START GIVEN RECORDS

PR #1176, opened 2023-04-24
Improve performance of VSTHRD110

meziantou:
Context: When looking at the build time of one of my solutions, VSTHRD110 was one of the most time consuming rules (> 22s according to the binlog file, built on Linux Github runners).

image

Note: I'll try to validate the change on the original solution to see if there is an actual performance benefit. On a small project, the execution time is too short to be correctly measured. And the results are inconsistent.

The main change is to bail out as soon as possible. That's why I moved the simple check on the parent operation at the beginning of the method.


meziantou:
The results are pretty inconsistent when building the project using a binlog. It seems a little bit faster, but not by far. I think it would be better to run a profiler to understand what takes too much time. I don't think a lot of cases

PR #1193, opened 2023-06-05
Implement NoThrowAwaitable for ValueTask and ValueTask<TResult>

sharwell:


AArnott (changes requested):
All these changes look good. But I don't see a single test that actually demonstrates the recommended usage pattern. Can you add that? Maybe as a `[Theory]` that takes a bool so that it can exercise the passing or failure path based on the bool value.

AArnott (approved):
Thanks.

PR #1194, opened 2023-06-05
Add NoThrowAwaitable for MainThreadAwaitable

### LINKED ISSUE #877: Add a NoThrowAwaitable for SwitchToMainThreadAsync
It will be easier to avoid first chance exceptions if a `NoThrowAwaitable` extension method can be added for `MainThreadAwaitable`. The Boolean result of this custom awaitable would be `true` if the continuation executes on the main thread, and `false` if the continuation happened on any other thread.

sharwell:
Fixes #877


src/Microsoft.VisualStudio.Threading/TplExtensions.cs
```diff
@@ -241,6 +240,17 @@ public static NoThrowTaskAwaitable NoThrowAwaitable(this Task task, bool capture
         return new NoThrowTaskAwaitable(task, captureContext);
     }
 
+    /// <summary>
+    /// Returns an awaitable for the specified <see cref="JoinableTaskFactory.SwitchToMainThreadAsync(CancellationToken)"/>
+    /// operation that will return a Boolean value indicating cancellation rather than throwing an exception.
```
sharwell, line 245: 📝 The branch I found locally returned `bool` here. If it's acceptable to return `void`, it is likely possible to simplify this pull request.

AArnott (approved):

PR #1218, opened 2023-07-13
Add `AsyncLazy<T>.Dispose()` method

AArnott:
This addresses a common need for a class with an `AsyncLazy<T>` field where the value is disposable to ensure on the class disposal that it can dispose of the value if and when it is constructed.

## Problem to be solved

To simplify and optimize a common (and often improperly done) pattern of disposing the value, that would typically appear like this:

```cs
class Owner : IDisposable {
  AsyncLazy<IFoo> lazy;

  public void Dispose() {
    if (lazy.IsValueCreated) {
      lazy.GetValue().Dispose();
    }
  }
}
```

The problems with the pattern above include:

1. They abandon an undisposed value if the value factory is started *after* disposal.
2. It blocks disposal on an async operation. (`IAsyncDisposable` owners could avoid the sync block)
3. Folks sometimes forget the condition and construct the value unconditionally.
4. Folks sometimes use `IsValueFactoryCompleted`, which abandons an undisposed value that has begun construction but isn't done.

## Solution

Add a simple `Dispose()` method on the `AsyncLazy<T>` class itself that does the right thing, in the most efficient way possible:

1. If the value is already constructed, dispose the value on the caller's thread, if disposable.
2. If the value's construction has already begun but not completed, schedule a task to dispose of the value after construction if the value ends up being disposable.
3. If the value factory has not started yet, disable the value factory, causing any future calls for the value to throw `ObjectDisposedException`.

Some important design decisions apply and are worth debate prior to merging:

1. Should `AsyncLazy<T>` itself implement `IDisposable`? 
  I'm leaning on 'no' because that may trigger analyzers to force everyone to dispose of their `AsyncLazy<T>` objects, even when the constructed value does not itself implement `IDisposable`.
1. Should `GetValue` and `GetValueAsync` methods throw `ObjectDisposedException` after `Dispose` is called, or should they just return the disposed value? 
  I'm leaning toward throwing at the moment, but returning the disposed value will resemble the existing behavior of folks who are currently disposing of the value by hand. But returning it would mean the value is constructed, only to be disposed of, possibly amplifying race conditions with disposal and a caller's first use of the value. I am on the fence on this one. 
1. What should `IsValueCreated` and `IsValueFactoryCompleted` return after disposal? Should it vary based on whether the value factory has actually started/completed?
1. Should we add an `IsDisposed` property?
  Default answer is 'no'.

## Alternative design

Expose this as an extension method on `AsyncLazy<T>` that only appears when `T : IDisposable`. That would be great, except that quite often `T` *doesn't* derive from `IDisposable` although *the constructed value may implement `IDisposable`*. A simple example of this is brokered service proxies, which tend to be declared simply as `IFoo` but the concrete type also implements `IDisposable`. As this is a fairly common scenario, I decided to expose the `Dispose` method regardless of `T`.


src/Microsoft.VisualStudio.Threading/AsyncLazy`1.cs
```diff
@@ -234,6 +252,69 @@ public T GetValue(CancellationToken cancellationToken)
...
+            this.valueFactory = null;
+        }
+
+        if (localValue is not null)
+        {
+            localValue.Dispose();
+        }
+        else if (localValueTask is not null)
+        {
+            localValueTask.ContinueWith(
```
lifengl, line 310: The sematic of this Dispose is essentially to ensure the object would be disposed if it is created. It would wait the disposing logic to happen. That is fine, and maybe a desirable behavior in many scenarios, but some clients might need track when the disposing actually done (if it may hold some resources or certain things which might be important under certain circumstances.)  Is it possible this class may also implement DisposeAsync, and potentially provide a way for consumers to wait on the disposing logic to be done.

lifengl (commented):
Yeah, that is a nice function to be added.

src/Microsoft.VisualStudio.Threading/AsyncLazy`1.cs
lifengl: i guess if the user did that, it would leave a race condition that the lazy was triggering on another thread, and it was the reason why you add Dispose method in the first place?  Of course, we can still work around this issue maybe swap a flag or something in the factory method, so it would not be a blocking issue, but just a suggestion.

I don't have direct sample on the top of my head, I can see one reason behind an async version is that the caller has a way to wait the disposing to happen before the process ends, while the current Dispose implementation would not give a chance.

jdrobison:
Some opinions on your debate points:

> Should `AsyncLazy<T>` itself implement `IDisposable`?
I'm leaning on 'no' because that may trigger analyzers to force everyone to dispose of their `AsyncLazy<T>` objects, even when the constructed value does not itself implement `IDisposable`.

I think if `AsyncLazy<T>` _doesn't_ implement `IDisposable`, there could be a problem with discovering the new `Dispose` method.  Perhaps that could be addressed by adding a new analyzer to ensure that `Dispose` is called if `T` is disposable.  Not sure how difficult writing that analyzer would be.

> Should `GetValue` and `GetValueAsync` methods throw `ObjectDisposedException` after `Dispose` is called, or should they just return the disposed value?
I'm leaning toward throwing at the moment, but returning the disposed value will resemble the existing behavior of folks who are currently disposing of the value by hand. But returning it would mean the value is constructed, only to be disposed of, possibly amplifying race conditions with disposal and a caller's first use of the value. I am on the fence on this one.

I like throwing rather than returning the disposed value.  You make a fair point about compatibility, but the caller will already have consciously opted into the new behavior by calling `Dispose` in the first place.

> What should `IsValueCreated` and `IsValueFactoryCompleted` return after disposal? Should it vary based on whether the value factory has actually started/completed?

IMHO, the behavior of these properties shouldn't change after disposal.  They still return information that might be meaningful to the caller, regardless of whether the `AsyncLazy<T>` itself has been disposed.

-----------------

After writing all of that, I started wondering how my answers would change if the new method was called `DisposeValue` instead of `Dispose`:

1. Clearly `AsyncLazy<T>` wouldn't need to implement `IDisposable`.
2. It wouldn't make sense for `GetValue[Async]` to throw `ObjectDisposedException`, since the `AsyncLazy<T>` itself can't be disposed.
3. The behavior of `IsValueCreated` and `IsValueFactoryCompleted` still doesn't change, but I think the point is no longer up for debate.
4. I suppose there could be some value in an `IsValueDisposed`.  It might even make sense for it to return `bool?`, where `null` means that the value was never instantiated, therefore there was nothing to dispose.

`AsyncLazy<T>` not implementing `IDisposable` means it can't be used in a `using` clause or declaration, but I think the need for that would be rare and one can always fall back to `try/finally` if necessary.

trippwill:
I agree with @jdrobison's analysis. I like his musings on DisposeValue especially. Explicitness is good since AsyncLazy itself isn't disposable, just that the inner Value might be.

AArnott:
Thank you for your feedback. In trying to apply @jdrobison's suggestions, it occurs to me that if `DisposeValue()` is called before the value factory is ever invoked, that nothing will be disposed of, and a subsequent `GetValueAsync()` call will return an undisposed value. Or we'd create it but immediately dispose of it.
IMO a more reasonable approach is to block access to the value after disposal has been requested so there is no risk of creating a value that should have been disposed of already had it been created.
I'm still thinking through the ramifications of what that means for the rest of the feedback. More comments welcome.

CyrusNajmabadi:
Fyi, the idea of lifting this aspect of the underlying value to the lazy
itself feels pretty wrong to me. Is this something that `Lazy<>` itself
does?

Also, why would it just be this interface that was lifted in this way?
What about things like iequatable, etc.?

AArnott:
@CyrusNajmabadi Thanks for reviewing!

The reason we lift it here and not for `IEquatable<T>` is because `IEquatable<T>` doesn't own or create a value. `AsyncLazy<T>` constructs the value and owns it forever after. And `T` is frequently disposable. Implementing responsible and correct disposal of a async lazily-initialized value is complex, and I'm trying to make that easy to get right.

CyrusNajmabadi:
What's the difference, philosophically, between this and Lazy<>?

Also, are we lifting both IDisposable and IAsyncDisposable up to the lazy
itself?

Note:  I cannot see the actual change as this is in the MS repo and I'm
locked out from that.

AArnott:
I don't know if there is a philosophical difference between `Lazy<T>` and this one. But I don't own that one, and I am not aware of a common need to dispose a value that hasn't yet been fully constructed by a `Lazy<T>` either. I'm just looking at usage patterns of `AsyncLazy<T>` and see a need to address.

AArnott:
As for supporting `IAsyncDisposable`, yes I've decided that my next iteration will support that.

CyrusNajmabadi:
Yeah. I think this just opens too many questions for me. I genuinely am not
sure what actual semantics make sense here. Especially for values that are
not constructed yet, but get constructed later.  Or which may be in the
process of being constructed.

I'd prefer if all of this was owned by whoever owns the asynclazy itself.

AArnott:
> I'd prefer if all of this was owned by whoever owns the asynclazy itself.

I'm not sure what you mean by that.
I own the class. And the behavior isn't changing unless the owner of the instance opts in by calling the new `DisposeValue` method.

CyrusNajmabadi:
I mean: Whoever owns the asynclazy instance can decide what to do based on
the existing exposed API. Similar to what they would have to do if this was
Lazy<>.

I don't like idea of exposing this off asynclazy because it makes it less
tenable to easily move to/from Lazy/AsyncLazy if it turns out my
computation gets changed to sync/async as my component develops.

Anyway, my 2c. It's your API :-)

AArnott:
It's a fair thought, but since roslyn's `AsyncLazy<T>` class adds CancellationToken support that `Lazy<T>` doesn't have, your suggestion seems kinda inconsistent with the guidance your team has followed.
And aggregating CancellationToken support here the way Roslyn does is something we're considering porting over, with the idea in mind that maybe roslyn can move over to this version.

src/Microsoft.VisualStudio.Threading/AsyncLazy`1.cs
AArnott: I'm adding a `DisposeValueAsync` method, and the `DisposeValue` method will now block on disposal.
Both of these methods only do anything at all (including block) if they are the _first_ call to dispose. Subsequent ones just skip. This is a common disposal pattern, and easier than being JTF-safe in blocking and lighter-weight. Arguably, if only one system wants to block something on disposal (like shutdown), it's enough for any one of the dispose callers to do that block.

src/Microsoft.VisualStudio.Threading/AsyncLazy`1.cs
```diff
@@ -65,24 +75,30 @@ public AsyncLazy(Func<Task<T>> valueFactory, JoinableTaskFactory? joinableTaskFa
...
+    /// <remarks>
+    /// This returns <see langword="false" /> after a call to <see cref="Dispose"/>.
+    /// </remarks>
     public bool IsValueCreated
     {
         get
         {
             Interlocked.MemoryBarrier();
-            return this.valueFactory is null;
+            return this.valueFactory is null && this.value != DisposedSentinel;
```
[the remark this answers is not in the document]
AArnott: If I have to sprinkle any more memory barriers in here, I'm inclined to just switch to wrapping this with a lock so I have a shot at getting it right and understanding how I did it.
That said, this property is a race condition anyway. If another thread is currently in the dispose method, even if both used locks, the property will return `true` or `false` based on who wins the race. In other words, the caller can't count on the property's result outside of their own lock around all use of the AsyncLazy if they are multithreaded. So at best, this property is just a point-in-time indicator. And that said, the only thing I'm shooting for with this memory barrier is to ensure that the value returned is at least true at _some_ point in time, rather than returning some local CPU cached value that might be stale w.r.t. some other core that changed the value *seconds* ago. I'm using `Volatile.Read` for this purpose in places where I only read a single field. My hope is that a memory barrier serves the same purpose for reading multiple fields, but I'm not sure if that's true. Are you?

src/Microsoft.VisualStudio.Threading/AsyncLazy`1.cs
```diff
@@ -234,6 +257,110 @@ public T GetValue(CancellationToken cancellationToken)
...
+                default:
+                    // We'll schedule the value for disposal outside the lock so it can be synchronous with the value factory,
+                    // but will not execute within our lock.
+                    localValueTask = this.value;
+                    break;
+            }
+
+            // Shut out all future callers from obtaining the value.
+            this.value = DisposedSentinel;
+
```
lifengl, line 335: I think we need add a memory barrier between line 334 and line 338.  I don't think the lock ensures execution inside always in the order, but only between statements before/after the lock. Here we actually depend on this.value to be set before valueFactory to be cleared out in another property, which do not use lock and depends on the order of setting those two values.

src/Microsoft.VisualStudio.Threading/AsyncLazy`1.cs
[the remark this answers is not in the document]
lifengl: The MemoryBarrier here is needed. Certainly, when IsValueCreated returns true, the value might be disposed. It is a nature race condition which cannot be prevented. I think what we should prevent is that IsValueCreated return true, while the lazy has never created any value, while another thread executing DisposeValue. It would somehow defeat the meaning of this property, so I feel we need a barrier between the two lines to set those values, even they are in a lock.

lifengl (approved):
I left a comment, as I still feel it is necessary to add an extra MemoryBarrier inside the code in DisposeValueAsync side.

src/Microsoft.VisualStudio.Threading/AsyncLazy`1.cs
```diff
@@ -20,6 +25,11 @@ public class AsyncLazy<T>
     /// </summary>
     private static readonly object RecursiveCheckSentinel = new object();
 
+    /// <summary>
+    /// A value set on the <see cref="value"/> field when this object is disposed.
+    /// </summary>
+    private static readonly Task<T> DisposedSentinel = Task.FromException<T>(new ObjectDisposedException(nameof(AsyncLazy<T>)));
```
jdrobison, line 31: Not sure if `nameof(AsyncLazy<T>)` is now the right parameter for the `ObjectDisposedException`, since that's not what's disposed.  However, if you tried to smuggle something like `nameof(T)` into the exception, you'd have a different exception for each `T`.

CyrusNajmabadi:
Is the idea that by calling this, a bit is set that indicates that if the
value is ever created in the future that it be disposed?  So that way there
is a guarantee that if ever created it will always be certain to be
disposed, and if so that happens at most once?

With a lock around the bit and marking the value computed, it feels like
this guarantee could be provided.

If you'd isn't the guarantee, what are the samantics around asking for the
value to be disposed?

jdrobison (approved):

src/Microsoft.VisualStudio.Threading/AsyncLazy`1.cs
```diff
@@ -234,6 +261,113 @@ public T GetValue(CancellationToken cancellationToken)
...
+            this.valueFactory = null;
+        }
+
+        if (localValue is not null)
+        {
+            localValue.Dispose();
+        }
+        else if (localValueTask is not null)
+        {
+            return Task.Run(async delegate
```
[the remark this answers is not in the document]
AArnott: It would not typically run inline here regardless, because this path is for value factories that are _in progress_, where it's impossible to dispose the value inline. 
That said, I think I was over-eager to optimize here. I was trying to avoid allocating a Task where it isn't necessary, but an `async Task` method (one with no T result) doesn't allocate, so I can take the easier path that you recommend without any adverse effect. I'll make the change.

PR #1238, opened 2023-10-06
Make `VSTHRD200` ignore `DisposeAsyncCore`

### LINKED ISSUE #805: VSTHRD200 reports DisposeAsyncCore
#### Bug description

VSTHRD200 should (probably) not report a warning for `DisposeAsyncCore` method name as it is recommended here: https://docs.microsoft.com/en-us/dotnet/standard/garbage-collection/implementing-disposeasync#disposeasync-and-disposeasynccore

#### Repro steps
Code to reproduce the behavior.

```csharp
/// <summary>
/// Frees managed resources used by the object.
/// </summary>
/// <returns>A <see cref="ValueTask">task</see> that represents the asynchronous dispose operation.</returns>
protected virtual async ValueTask DisposeAsyncCore() // <<<<<<< WARNING HERE
{
    this.log.Debug("*");

    lock (this.disposedValueLock)
    {
        if (this.disposedValue)
        {
            this.log.Debug("$<ALREADY_DISPOSED>");
            return;
        }

        this.disposedValue = true;
    }

    // ...

    this.log.Debug("$");
}

/// <inheritdoc/>
public async ValueTask DisposeAsync()
{
    await this.DisposeAsyncCore().ConfigureAwait(false);
    GC.SuppressFinalize(this);
}
```

#### Expected behavior

No warning.

#### Actual behavior

A warning is emitted.

MartyIX:
Fixes #805

`DisposeAsyncCore` is recommended in https://learn.microsoft.com/en-us/dotnet/standard/garbage-collection/implementing-disposeasync#the-disposeasynccore-method and as such I believe there should be no warning for the special case.

Though @sharwell mentioned that the name might not be final [here](https://github.com/microsoft/vs-threading/issues/805#issuecomment-800553086). But it's been 2.5 years so my guess is that the topic is not especially hot since nothing has seemingly happened since then.

### DIFF
--- a/src/Microsoft.VisualStudio.Threading.Analyzers/VSTHRD200UseAsyncNamingConventionAnalyzer.cs
+++ b/src/Microsoft.VisualStudio.Threading.Analyzers/VSTHRD200UseAsyncNamingConventionAnalyzer.cs
@@ -72,6 +72,12 @@ public class VSTHRD200UseAsyncNamingConventionAnalyzer : DiagnosticAnalyzer
             return;
         }
 
+        // Skip the method of the recommended dispose pattern.
+        if (methodSymbol.Name == "DisposeAsyncCore")
+        {
+            return;
+        }
+
         bool hasAsyncFocusedReturnType = Utils.HasAsyncCompatibleReturnType(methodSymbol);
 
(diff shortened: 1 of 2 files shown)


AArnott (approved):
Thanks!

PR #1242, opened 2023-10-23
VSTHRD103 should flag violations amidst use of `?.` expressions

### LINKED ISSUE #1235: VSTHRD103 does not trigger on ?.Result
#### Bug description
VSTHRD103 does not trigger when accessed using null-conditional operator.

#### Repro steps
```
public class TestClass
{
    public async Task DoAsync()
    {
        var a = SomethingAsync().Result; // Triggers VSTHRD103
        var b = SomethingAsync()?.Result; // Does NOT trigger VSTHRD103
    }

    private Task<int> SomethingAsync() => Task.FromResult(1);
}
```

#### Expected behavior
Both uses of the Result property should trigger VSTHRD103.

#### Actual behavior
Only the first use of the Result property triggers VSTHRD103.

- Version used: Microsoft.VisualStudio.Threading.Analyzers 17.7.30

#### Additional context
N/A

AArnott:
VSTHRD103 should flag violations amidst use of `?.` expressions

Fixes #1235

Also workaround roslyn analyzer and xunit version , which only shows up when failures occur.


src/Microsoft.VisualStudio.Threading.Analyzers.CodeFixes/VSTHRD103UseAsyncOptionCodeFix.cs
matthew-j-clark, line 1: nit: line 62 comment, consider moving this above the if.

matthew-j-clark (approved):

PR #1244, opened 2023-10-23
Emit VSTHRD003 warning when awaiting on foreign tasks from properties

### LINKED ISSUE #1224: VSTHRD003 should fire when awaiting on `TCS.Task`
VSTHRD003 catches awaiting on foreign tasks. Methods that return tasks are assumed to be novel (not foreign). But evidently Task objects returned from property getters are also assumed to be novel. They should probably be assumed to be foreign, since most properties that return Task are probably returning a previously stored Task from a field somewhere, which is exactly what VSTHRD003 was designed to help users avoid.

This should trigger a diagnostic, but does not:
```cs
async Task WaitForTaskAsync(TaskCompletionSource<int> tcs) {
   await tcs.Task;
}
```

AArnott:
Fixes #1224

### DIFF
--- a/src/Microsoft.VisualStudio.Threading.Analyzers.CSharp/VSTHRD003UseJtfRunAsyncAnalyzer.cs
+++ b/src/Microsoft.VisualStudio.Threading.Analyzers.CSharp/VSTHRD003UseJtfRunAsyncAnalyzer.cs
@@ -71,6 +71,30 @@ public class VSTHRD003UseJtfRunAsyncAnalyzer : DiagnosticAnalyzer
         context.RegisterSyntaxNodeAction(Utils.DebuggableWrapper(this.AnalyzeLambdaExpression), SyntaxKind.ParenthesizedLambdaExpression);
     }
 
+    private static bool IsSymbolAlwaysOkToAwait(ISymbol? symbol)
+    {
+        if (symbol is IFieldSymbol field)
+        {
+            // Allow the TplExtensions.CompletedTask and related fields.
+            if (field.ContainingType.Name == Types.TplExtensions.TypeName && field.BelongsToNamespace(Types.TplExtensions.Namespace) &&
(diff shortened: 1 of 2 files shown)


src/Microsoft.VisualStudio.Threading.Analyzers.CSharp/VSTHRD003UseJtfRunAsyncAnalyzer.cs
```diff
@@ -71,6 +71,30 @@ public override void Initialize(AnalysisContext context)
         context.RegisterSyntaxNodeAction(Utils.DebuggableWrapper(this.AnalyzeLambdaExpression), SyntaxKind.ParenthesizedLambdaExpression);
     }
 
+    private static bool IsSymbolAlwaysOkToAwait(ISymbol? symbol)
+    {
+        if (symbol is IFieldSymbol field)
+        {
+            // Allow the TplExtensions.CompletedTask and related fields.
+            if (field.ContainingType.Name == Types.TplExtensions.TypeName && field.BelongsToNamespace(Types.TplExtensions.Namespace) &&
```
matthew-j-clark, line 79: both this and the conditional on 88 are a little bit difficult to grok based on initial read. Consider making a method with a descriptive name to make it easier to understand at a glance.

matthew-j-clark (approved):

src/Microsoft.VisualStudio.Threading.Analyzers.CSharp/VSTHRD003UseJtfRunAsyncAnalyzer.cs
AArnott: I agree it is. I have a code comment above that explains it, and this _is_ the method that keeps things simple for the caller. :)

PR #1246, opened 2023-10-23
VSTHRD200 catches local function naming

### LINKED ISSUE #1130: VSTHRD200 does not trigger on local functions
#### Bug description
VSTHRD200 does not trigger on local functions.

#### Repro steps
```
public class MyClass
{
    public void Foo()
    {
        async Task Bar()
        {
        }
    }
}
```

#### Expected behavior
VSTHRD200 should trigger on function Bar

#### Actual behavior
VSTHRD200 did not trigger on function Bar

- Version used: 
Microsoft.VisualStudio.Threading.Analyzers: 17.4.27

AArnott:
Fixes #1130


matthew-j-clark (approved):
I really like the way you handled this fix.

END GIVEN RECORDS

▶ **YOUR ASSIGNMENT**
A single figure is required: the number of lines in the data above in which the word "never" appears.

▶ **ANSWER BELOW**
2